> **REQUIREMENT**:
Please write the following entries out once more, exactly.

*** Opening of MATERIAL TO PROCESS ***

PR #279, opened 2016-11-16
CB-12084: Update project build settings & plist

kerrishotts:
### Platforms affected

 - iOS

### What does this PR do?

Addresses the bug discovered in CB-12084 where cleaning would corrupt the Xcode project. Also addresses the particular use case where the user was eliminating legacy launch images from the Xcode project -- this code will now take care of that automatically.

Here's the logic:

- If the user only specifies images for the storyboard, then the Xcode project should not attempt to use an asset catalog for launch images as well. This PR will remove that particular build property from the project (`ASSETCATALOG_COMPILER_LAUNCHIMAGE_NAME`)
- If the user specifies both storyboard images and legacy launch images, then nothing changes; build settings will continue to have `ASSETCATALOG_COMPILER_LAUNCHIMAGE_NAME` set to `LaunchImage`.
- If the user specifies ONLY legacy launch images, `ASSETCATALOG_COMPILER_LAUNCHIMAGE_NAME` is set to `LaunchImage`; this ensures that if the user has gone back to legacy images after having tried the storyboard images that the Xcode project still works as expected.

- Manual testing in each of the above scenarios
- `npm test` completed successfully with no errors (but it would as no tests currently trigger any of the above behavior)
- Travis CI is green.

### Checklist
    - Note that automated test coverage is coming in a separate PR since that test coverage will test the feature as a whole (not just this change).

### DIFF
--- a/bin/templates/scripts/cordova/lib/prepare.js
+++ b/bin/templates/scripts/cordova/lib/prepare.js
@@ -34,6 +34,14 @@ var PlatformMunger = require('cordova-common').ConfigChanges.PlatformMunger;
 var PluginInfoProvider = require('cordova-common').PluginInfoProvider;
 var FileUpdater = require('cordova-common').FileUpdater;
 
+// launch storyboard and related constants
+var LAUNCHIMAGE_BUILD_SETTING  = 'ASSETCATALOG_COMPILER_LAUNCHIMAGE_NAME';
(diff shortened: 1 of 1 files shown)


kerrishotts:
let there be tests!

kerrishotts:
Let there be /more/ tests!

*** Close of MATERIAL TO PROCESS ***

> **ANSWER SECTION**:
PR #279, opened 2016-11-16
CB-12084: Update project build settings & plist

kerrishotts:
### Platforms affected

 - iOS

### What does this PR do?

Addresses the bug discovered in CB-12084 where cleaning would corrupt the Xcode project. Also addresses the particular use case where the user was eliminating legacy launch images from the Xcode project -- this code will now take care of that automatically.

Here's the logic:

- If the user only specifies images for the storyboard, then the Xcode project should not attempt to use an asset catalog for launch images as well. This PR will remove that particular build property from the project (`ASSETCATALOG_COMPILER_LAUNCHIMAGE_NAME`)
- If the user specifies both storyboard images and legacy launch images, then nothing changes; build settings will continue to have `ASSETCATALOG_COMPILER_LAUNCHIMAGE_NAME` set to `LaunchImage`.
- If the user specifies ONLY legacy launch images, `ASSETCATALOG_COMPILER_LAUNCHIMAGE_NAME` is set to `LaunchImage`; this ensures that if the user has gone back to legacy images after having tried the storyboard images that the Xcode project still works as expected.

- Manual testing in each of the above scenarios
- `npm test` completed successfully with no errors (but it would as no tests currently trigger any of the above behavior)
- Travis CI is green.

### Checklist
    - Note that automated test coverage is coming in a separate PR since that test coverage will test the feature as a whole (not just this change).

### DIFF
--- a/bin/templates/scripts/cordova/lib/prepare.js
+++ b/bin/templates/scripts/cordova/lib/prepare.js
@@ -34,6 +34,14 @@ var PlatformMunger = require('cordova-common').ConfigChanges.PlatformMunger;
 var PluginInfoProvider = require('cordova-common').PluginInfoProvider;
 var FileUpdater = require('cordova-common').FileUpdater;
 
+// launch storyboard and related constants
+var LAUNCHIMAGE_BUILD_SETTING  = 'ASSETCATALOG_COMPILER_LAUNCHIMAGE_NAME';
(diff shortened: 1 of 1 files shown)


kerrishotts:
let there be tests!

kerrishotts:
Let there be /more/ tests!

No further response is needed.